January: Community Service
In honor of Martin Luther King, Jr. Day, a National Day of Service, this January we are highlighting YPs working to directly serve their communities.
Congratulations to our January Spotlights of the Month, Mike Braun, Astoria YP, and Jennifer Daniel, Princess Chambers!
After a tumultuous 2020, my colleagues Kelly Licul and Jessica Haverlin and I came together with a vision to offer a platform for young professionals in our beloved Astoria community to reconnect. The Astoria community is filled with diverse, energetic, and caring young people eager to meet new people and give back to the neighborhood they love so dearly, and Astoria Young Professionals (AYP) is a group for Astorians designed to do just that.

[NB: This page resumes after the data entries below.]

PR #3926, opened 2023-05-22
test: Fix failures in Scale Testing Suite

jonathan-innis:
Fixes # 

**Description**

1. Updates the `SpecTimeouts` for each of the shorter tests since the current `SpecTimeouts` were too constrained
2. Updates the `--grace-period` for Ginkgo so that clean-ups on `SpecTimeouts` have enough time to clean-up after a failure
3. Updates the E2E test suite manifests to use a different instance type when running scale testing

* Tekton runs of Scale Testing

- [ ] Yes, issue opened: # 
- [x] No

**Release Note**

```release-note
None
```

### DIFF
--- a/test/manifests/setup.yaml
+++ b/test/manifests/setup.yaml
@@ -32,7 +32,6 @@ spec:
       TOKEN=$(curl -X PUT "http://169.254.169.254/latest/api/token" -H "X-aws-ec2-metadata-token-ttl-seconds: 21600")
       curl -H "X-aws-ec2-metadata-token: $TOKEN" -v http://169.254.169.254/latest/meta-data/identity-credentials/ec2/info | jq -r ".AccountId" | tr -d '\n' > $(results.account-id.path)
       curl -H "X-aws-ec2-metadata-token: $TOKEN" -v http://169.254.169.254/latest/meta-data/placement/region > $(results.region.path)
-
   - name: checkout-repository
     image: alpine/git
     workingDir: $(workspaces.ws.path)
@@ -59,7 +58,7 @@ spec:
   - name: create-cluster
     image: public.ecr.aws/karpenter/tools:latest
     script: |
-      cmd="create"
+      cmd="create"  
       eksctl get cluster --name $(params.cluster-name) && cmd="upgrade"
       eksctl ${cmd} cluster -f - <<EOF
       ---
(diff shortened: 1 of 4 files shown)


jonathan-innis (commented):
/karpenter snapshot

jonathan-innis (commented):
/karpenter snapshot

jonathan-innis (commented):
/karpenter snapshot

jonathan-innis (commented):
/karpenter snapshot

jonathan-innis (commented):
/karpenter snapshot

test/manifests/setup.yaml
```diff
@@ -60,6 +61,13 @@ spec:
     image: public.ecr.aws/karpenter/tools:latest
     script: |
       cmd="create"
+      
+      # Use a bigger instance type when running scale tests so we can have more cpu/memory
+      instanceType="c5.large"
+      if [[ "$(params.test-filter)" == "Scale" ]]; then
+        instanceType="c5.2xlarge"
+      fi
```
njtran, line 69: I feel like it's fine just to remove this and just use a `.2xlarge` for all tests, no need to complicate the logic

test/manifests/setup.yaml
```diff
@@ -114,6 +122,14 @@ spec:
...
     workingDir: $(workspaces.ws.path)
     script: |
+      # Use more cpu/memory when running scale tests
+      cpuCount=1
+      memoryCount="1Gi"
+      if [[ "$(params.test-filter)" == "Scale" ]]; then
+        cpuCount=4
+        memoryCount="4Gi"
+      fi
+
```
njtran, line 132: Is this value tuned for 200 node scale tests? Thoughts on fully parameterizing this? Since we'll probably be testing many different dimensions, probably helps to have this knob in too.

test/manifests/setup.yaml
jonathan-innis: Sounds good. This is a short-term change anyways since removing Tekton is probably down-the-pipe.

test/manifests/setup.yaml
jonathan-innis: That seems like a change that we can make down-the-line. I think using these values as an upper-bound is fine for now

njtran (approved):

During the holidays, AYP partnered with the Variety Boys & Girls Club and the Astoria Food Pantry to raise money for their annual toy giveaway. With the combination of monetary and in-kind contributions, we raised over $4,000 for toys that went to local children and families across the Astoria neighborhood, and all of the gifts were purchased at local Astoria stores. This tremendously successful first fundraiser exemplifies the how eager our Astoria young professionals are to give back to the neighborhood they love.

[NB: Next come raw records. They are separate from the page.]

PR #3942, opened 2023-05-25
test: fix consolidation test timing and add commit ref in metrics

njtran:
Fixes # 

**Description**
- adds `git_ref` as a dimension into exported cloudwatch metrics
- fixes a timing bug with consolidation delete scale tests
- adds consolidation delete empty scale test

* `TEST_SUITE=scale ENABLE_CLOUDWATCH=true make e2etests`

- [ ] Yes, issue opened: # 
- [x] No

**Release Note**

```release-note

```


Makefile
```diff
@@ -79,7 +80,7 @@ battletest: ## Run randomized, racing, code-covered tests
 		-tags random_test_delay
 
 e2etests: ## Run the e2e suite against your local cluster
-	cd test && CLUSTER_NAME=${CLUSTER_NAME} go test \
+	cd test && GIT_REF=${GIT_REF} CLUSTER_NAME=${CLUSTER_NAME} go test \
```
njtran, line 83: I guess this could be wrong if someone isn't running in the checked out directory as their applied image

test/pkg/environment/aws/metrics.go
```diff
@@ -50,17 +50,19 @@ const (
 	TestSubEventTypeDimension   = "subEventType"
 	TestGroupDimension          = "group"
 	TestNameDimension           = "name"
+	CommitHashDimension         = "commitHash"
 )
 
 // MeasureDurationFor observes the duration between the beginning of the function f() and the end of the function f()
-func (env *Environment) MeasureDurationFor(f func(), eventType EventType, group, name string, additionalLabels ...map[string]string) {
+func (env *Environment) MeasureDurationFor(f func(), eventType EventType, group, name, commit string, additionalLabels ...map[string]string) {
```
jonathan-innis, line 57: Rather than passing it through to this function, can this just be a global that the test writer doesn't have to reason about? As-in, you just get this for free when you run the suite and use that function? You could event put it into `ExpectEventDurationMetric` function directly so it's completely abstracted away.

Makefile
jonathan-innis: Yeah, I think the main use-case here is to pass this through during automation. I'm not sure if it's necessarily required to have a good local dev story for these metrics beyond being able to test that they are firing reasonable values.

test/suites/scale/deprovisioning_test.go
```diff
@@ -438,8 +479,7 @@ var _ = Describe("Deprovisioning", Label(debug.NoWatch), func() {
 			env.Monitor.Reset() // Reset the monitor so that we now track the nodes starting at this point in time
 
 			By("waiting for all deployment pods to be deleted")
-			// Fully scale down all pods to make nodes empty
-			deployment.Spec.Replicas = lo.ToPtr[int32](0)
+			// Delete deployment to make nodes empty
```
jonathan-innis, line 482: Nice 🎉

test/pkg/environment/aws/metrics.go
```diff
@@ -66,7 +69,8 @@ func (env *Environment) MeasureDurationFor(f func(), eventType EventType, group,
 
 func (env *Environment) ExpectEventDurationMetric(d time.Duration, labels map[string]string) {
 	GinkgoHelper()
-	env.ExpectMetric("eventDuration", cloudwatch.StandardUnitSeconds, d.Seconds(), labels)
+	gitRef := lo.Ternary(env.Context.Value(common.GitRefContextKey) != nil, env.Value(common.GitRefContextKey).(string), "n/a")
```
jonathan-innis, line 72:
```suggestion
	gitRef := lo.Ternary(env.Context.Value(common.GitRefContextKey) != nil, env.Value(common.GitRefContextKey).(string), "")
```

I think we generally have been taking empty string to be the `null` value for metrics. WDYT about making that consistent throughout?

njtran: IIUC, this should fail, because it can't be an empty string: 
https://docs.aws.amazon.com/AmazonCloudWatch/latest/APIReference/API_Dimension.html#:~:text=Length%20Constraints%3A%20Minimum%20length%20of%201.%20Maximum%20length%20of%20255.

jonathan-innis (approved):
LGTM 🚀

A quote by author and motivational speaker Zig Ziglar always stuck with me, and I think it resonates with people in any industry: “you can have everything in life that you want if you will just help enough other people get what they want.”

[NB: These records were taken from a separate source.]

PR #3943, opened 2023-05-25
fix: Ensure that our cluster Machine list is more updated than our CloudProvider Machine list

jonathan-innis:
Fixes # 

**Description**

Prior to this change, it was possible for a call to `ec2.DescribeInstances` to take a long time. Machines were listed prior to this API call, which meant that if this `DescribeInstances` call took a long time, that the instances returned from the EC2 API would be more updated than the Machines that were retrieved from the List. To solve this, we should reverse the order of execution. This way, if the `DescribeInstances` takes longer, we will still get the Machines at the end of the call.

With this new order of execution, even if the Machine LIST takes a lot longer and the EC2 data is old, Machines should be a superset of the instances data, meaning that we will only ever delete _less_ instances than we should, not _more_.

* `make presubmit`
* `/karpenter snapshot`

- [ ] Yes, issue opened: # 
- [x] No

**Release Note**

```release-note
None
```

### DIFF
--- a/pkg/controllers/machine/garbagecollection/controller.go
+++ b/pkg/controllers/machine/garbagecollection/controller.go
@@ -58,6 +58,16 @@ func (c *Controller) Name() string {
 }
 
 func (c *Controller) Reconcile(ctx context.Context, _ reconcile.Request) (reconcile.Result, error) {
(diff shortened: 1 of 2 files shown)


jonathan-innis (commented):
/karpenter snapshot

njtran (approved):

I’ve been a New Yorker all my life. I grew up in Elmont, Long Island; I went to college at SUNY Cortland for my bachelors and the University at Albany for grad school; and now, of course, I live in Astoria. But I think I didn’t actually understand what it meant to be a New Yorker until I went abroad to Europe for two weeks while in college. Let’s just say–New Yorkers have an image, and I’m proud to represent this city anywhere that I go.
Growing up in a single-parent low-income household, I understood what it meant to have limited resources. Although my mom didn’t have all she wanted, she believed that no one is “too poor to give.” She instilled a spirit of service and generosity in her children. The desire to help others continued to grow when I attended a high school rooted in community development. From an early age, I have volunteered with food distributions to senior citizens, community drives, health-focused research initiatives, and homeless outreaches, and participated in international community restoration projects over the years. The passion to improve the quality of life for others was bred from those experiences.
I am most proud of the ability to identify issues within the community and actively address them. Princess Chambers began as an opportunity to meet a need in the community after a conversation with a few high school seniors who mentioned that they were not going to attend their prom because they couldn’t afford it. That first year, I conducted a prom dress drive and collected 250 dresses and organized an event in two weeks. Turning an initiative into a nonprofit organization and being able to expand our mission to include mentoring and scholarships, and the pivot to provide casual clothing for young women to attend school with confidence after pausing our prom giveaway due to COVID is something I am also proud of.
My advice is to pay attention to the problems in the world and make note of the ones that stay at the forefront of your mind. If it keeps you up at night, chances are you are the person to address the issue and/or be part of a communal effort towards change through an existing organization or initiative. If there is one thing these unprecedented times have reiterated is that life is fragile and unpredictable so it should be filled with meaningful moments.We are our brothers’ and sisters’ keepers and we can make the world a more equitable and comfortable place by leading our lives with empathy and compassion.
I am a Brooklyn, New York native and I realize that comes with being desensitized to most things that the average person would not consider “normal.” Those moments come out when people from other states and countries visit this magical place and become surprised by things that are a norm to the average New Yorker such as excessive traffic noise, the ability to get fresh sliced mangos and churros on the train platform, ordering your favorite meal at midnight, and seeing “showtime” subway performers and people move furniture on the train.